Taken together, the evidence from laboratory and epidemiologic studies raises the possibility that chronic sleep loss, a novel condition that seems to have become widespread in modern societies and particularly in the U.S., may play a role in the current epidemic of obesity. An increasing "sleep debt" has been considered as the number one non-traditional explanation for the epidemic of obesity, after the traditional causes — excessive caloric intake and decreased physical activity. Many recent studies suggest that sleep loss may in fact cause excessive food intake. This, however, is far from proven.

Sleep Loss and the Immune System
Adequate sleep is important for immune function. Sleep deprivation elevates levels of inflammatory markers such as interleukin-6, tumor necrosis factor and C-reactive protein suggest that the risk or severity of many medical conditions that involve chronic inflammation (e.g., cardiovascular disease, diabetes, arthritis) could be increased by sleep loss.

Sleep also seems to play an important role in efficient immune defense; the popular wisdom that not getting enough sleep increases your chances of catching a cold may well be true. One study examined the antibody response to hepatitis A vaccination over a 28-day period in healthy young subjects who either had a normal night of sleep following inoculation or were kept awake all night.33 Post-vaccination antibody levels were nearly 50% lower in those who had been sleep deprived, compared to those who had a normal night's sleep.

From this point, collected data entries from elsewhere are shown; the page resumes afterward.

PR #2472, opened 2023-05-16
Bug 1833381 - Add configuration merging for remote metric configs

travis79:
This adds the ability to merge remote metric configurations by "feature-ids", which are used by Nimbus to identify a feature. This will allow for the functionality to be shared across multiple features and avoid Nimbus feature collisions/exclusion until better multi-feature rollout and experiment capabilities are available.

### DIFF
--- a/glean-core/src/core/mod.rs
+++ b/glean-core/src/core/mod.rs
@@ -12,7 +12,8 @@ use crate::event_database::EventDatabase;
 use crate::internal_metrics::{AdditionalMetrics, CoreMetrics, DatabaseMetrics};
 use crate::internal_pings::InternalPings;
 use crate::metrics::{
-    self, ExperimentMetric, Metric, MetricType, MetricsEnabledConfig, PingType, RecordedExperiment,
+    self, ExperimentMetric, FeatureMetricConfiguration, Metric, MetricType, MetricsEnabledConfig,
+    PingType, RecordedExperiment,
 };
 use crate::ping::PingMaker;
 use crate::storage::{StorageManager, INTERNAL_STORAGE};
@@ -153,8 +154,8 @@ pub struct Glean {
     debug: DebugOptions,
     pub(crate) app_build: String,
     pub(crate) schedule_metrics_pings: bool,
-    pub(crate) remote_settings_epoch: AtomicU8,
-    pub(crate) remote_settings_metrics_config: Arc<Mutex<MetricsEnabledConfig>>,
+    pub(crate) remote_settings_metrics_config:
+        Arc<Mutex<HashMap<String, FeatureMetricConfiguration>>>,
 }
 
 impl Glean {
@@ -207,8 +208,7 @@ impl Glean {
             app_build: cfg.app_build.to_string(),
             // Subprocess doesn't use "metrics" pings so has no need for a scheduler.
             schedule_metrics_pings: false,
-            remote_settings_epoch: AtomicU8::new(0),
-            remote_settings_metrics_config: Arc::new(Mutex::new(MetricsEnabledConfig::new())),
+            remote_settings_metrics_config: Arc::new(Mutex::new(HashMap::new())),
         };
 
         // Ensuring these pings are registered.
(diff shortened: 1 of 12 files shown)


glean-core/src/core/mod.rs
```diff
@@ -711,14 +711,52 @@ impl Glean {
...
+    /// the associated feature.
+    ///
+    /// # Arguments
+    ///
+    /// * `metric_id` - The metric identifier in the format <category>.<name>
+    pub(crate) fn get_feature_id_for_metric(&self, metric_id: String) -> Option<String> {
+        let remote_settings_metrics_config = self.remote_settings_metrics_config.lock().unwrap();
+        if let Some((feature_id, _)) = remote_settings_metrics_config.iter().find(|&(_, config)| {
+            if let Ok(config) = config.config.lock() {
+                config.metrics_enabled.keys().any(|id| *id == metric_id)
```
badboy, line 751: Why `any`? That iterates through everything and thus is kinda expensive.
But `metrics_enabled` is already a hash map, so you can use [`contains_key`](https://doc.rust-lang.org/std/collections/struct.HashMap.html#method.contains_key))

glean-core/src/core/mod.rs
```diff
@@ -711,14 +711,52 @@ impl Glean {
...
+
+    /// Performs a lookup by metric_id (<category>.<name>) to get the feature identifier
+    /// associated with it if the metric has a remote configuration applied. Used by
+    /// created metrics to check if there is an updated remote configuration to apply for
+    /// the associated feature.
+    ///
+    /// # Arguments
+    ///
+    /// * `metric_id` - The metric identifier in the format <category>.<name>
+    pub(crate) fn get_feature_id_for_metric(&self, metric_id: String) -> Option<String> {
```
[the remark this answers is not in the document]
travis79: Yeah, nothing prevents that aside from careful experiment planning at the moment. This is a known limitation that will go away once Nimbus completes the multi-feature work that is currently in progress. The current risks are minimal because right now there is only one team (Search & Suggest) that's using this so it's been possible to coordinate the upcoming experiments.

glean-core/src/core/mod.rs
travis79: Because I guess I overlooked `contains_key`. Thanks!

travis79:
@badboy I think this is ready for another look

glean-core/src/metrics/mod.rs
```diff
@@ -187,35 +189,50 @@ pub trait MetricType {
...
+                    .lock()
+                    .unwrap()
+                    .get(&feature_id)
+                {
+                    remote_settings_epoch = config.epoch.load(Ordering::Acquire);
+
+                    if epoch == remote_settings_epoch {
+                        return disabled == 0;
+                    }
+                    // The epoch's didn't match so we need to look up the disabled flag
```
badboy, line 217:
```suggestion
                    // The epochs didn't match so we need to look up the disabled flag
```

glean-core/src/metrics/mod.rs
```diff
@@ -187,35 +189,50 @@ pub trait MetricType {
...
+                if let Some(config) = glean
+                    .remote_settings_metrics_config
+                    .lock()
+                    .unwrap()
+                    .get(&feature_id)
+                {
+                    remote_settings_epoch = config.epoch.load(Ordering::Acquire);
+
+                    if epoch == remote_settings_epoch {
+                        return disabled == 0;
```
badboy, line 215: Reading this code I'm so annoyed we called that field `disabled` and not `enabled` :D

badboy (commented):
The code looks fine, but after reviewing I can't get the one thought out of my head:

Why does Glean even need to know about the different feature IDs?
We don't really use the feature ID internally and we bascially always search through the nested hash map anyway to find if a metric is mentioned.
In the Nimbus parts it can still be split across multiple features

If Glean only gets a list of metrics we could merge that into the current config (instead of overwriting as the old code does).

I guess that leaves unenrollment?
What happens on unenrollment? Does that only happen on startup?
If so that means we would simply not get the config anyway, and thus nothing to merge

Or do we get an unerollment update during normal runtime?
Is `set_metrics_enabled_config` called with an empty config then? 

Sorry for bringing this only up now, but better to clarify that before we merge.

glean-core/src/metrics/mod.rs
travis79: +1

travis79:
@badboy I do agree with you and I don't think Glean should care about the feature ids but in this case this is a workaround in order to be able to share this functionality for a client enrolled in two experiments that are using it at the same time. This is only temporary, until Nimbus multi-feature (with features that don't "collide") is ready. I'm told this will be early H2.

After having a good think about it, and knowing that this doesn't really solve the problem of two features trying to set the same metric, maybe the extra layer of feature-ids is extra complication and isn't really doing much. You are right, most of the time the clients will enroll in an experiment and apply the configs at startup. This is especially true on mobile, and the only time it might not be true is on Desktop, where a long-running client checks for experiments every 6 minutes or so, and so this _could_ be applied sometime after startup, but with the only component using this right now being Search & Suggest, and the fact that they are more than likely to be attempting to turn the same metrics on for any given experiment, maybe a simpler approach is better here.

Rather than rework this one to be simpler, I'll probably start over and do a simple approach that just merges configs without the feature-id layer over the top.

travis79:
Abandoning this more complicated approach for something simpler in #2480

PR #2473, opened 2023-05-16
Bug 1647630 - expose throttling config

chutten:


badboy:
Code's ok but handing over to @travis79 as this changes the API and so should have SDK lead sign-off.

glean-core/rlb/src/test.rs
```diff
@@ -43,18 +43,10 @@ fn send_a_ping() {
...
-        upload_enabled: true,
-        max_events: None,
-        delay_ping_lifetime_io: false,
-        server_endpoint: Some("invalid-test-host".into()),
-        uploader: Some(Box::new(FakeUploader { sender: s })),
-        use_core_mps: false,
-        trim_data_to_registered_pings: false,
-        log_level: None,
-    };
+    let cfg = ConfigurationBuilder::new(true, tmpname, GLOBAL_APPLICATION_ID)
```
travis79, line 46: 🤩

travis79 (commented):
A couple of quick questions:
1. I don't see any tests that specifically test setting a rate limit through this, is that because it is difficult to test?
2. Can this be used to disable rate-limiting altogether (i.e. can we set a `PingRateLimit` with a `seconds_per_interval = 0`?

travis79:
Other than the questions above, I don't have any specific concerns with the implementation.

travis79 (approved):

chutten:
> A couple of quick questions:
> 
>     1. I don't see any tests that specifically test setting a rate limit through this, is that because it is difficult to test?

Fair enough. The behaviour is tested in the unit, but the new capability of setting it globally wasn't. It is now.
 
>     2. Can this be used to disable rate-limiting altogether (i.e. can we set a `PingRateLimit` with a `seconds_per_interval = 0`?

`seconds_per_interval = 0` will not disable rate-limiting if `pings_per_interval` is also `0`, and won't disable it entirely even for non-zero `pings_per_interval`. It will still proclaim a state of `Throttled` every time you hit `pings_per_interval` even if it is `Throttled(0)` (which becomes a `PingUploadTask::Wait(0)`). Depending on the uploader, this might have some minimum throttling behaviour (e.g. RLB will sleep for 0ms, which has [platform-specific behaviour](https://doc.rust-lang.org/std/thread/fn.sleep.html#platform-specific-behavior)).

If we wanted a way to configure for disabled throttling behaviour, I'd recommend a breaking API change on the `PingRateLimit` type to become an `enum PingRateLimit { Absolute { seconds_per_interval: u64, pings_per_interval: u32 }, Unlimited };` or something. Then it'd drill down to the upload manager which could avoid the `RateLimiterState::Throttled` entirely. But I'd like to see the use case first.

PR #2475, opened 2023-05-18
Bug 1826973 - Add Data Control Plane user documentation

travis79:
This adds documentation about the Glean Data Control Plane functionality (a.k.a. Server Knobs).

Another study examined the response to influenza vaccination after 4 consecutive nights of partial sleep deprivation (only 4 hours per night) and continued bedtime restriction for 2 more nights, as compared to immunization preceded and followed by normal amounts of sleep.34 Figure 1 illustrates the findings.

Figure 1.
Antibody Titers in Sleep Deprived and Normal Sleep Subjects.
Figure 1


On average, antibody titers on the 10th day after immunization in those who had been sleep-deprived were half those of subjects with normal sleep. The two studies support the idea that sleep loss interferes with immune response. They also suggest that prior sleep history should possibly be considered when people are undergoing vaccination. It is also possible that some of the well-documented effects of stress on immune function could be aggravated by sleep loss and that the loss of sleep time and quality that come with aging may explain why vaccines are not as effective in the elderly.

Conclusions
Clearly, adequate sleep is essential, not only for the brain but also for the rest of the body. Recent studies suggest that sleep loss, a very common condition in modern society, could be a risk factor for several major chronic diseases, including obesity and diabetes.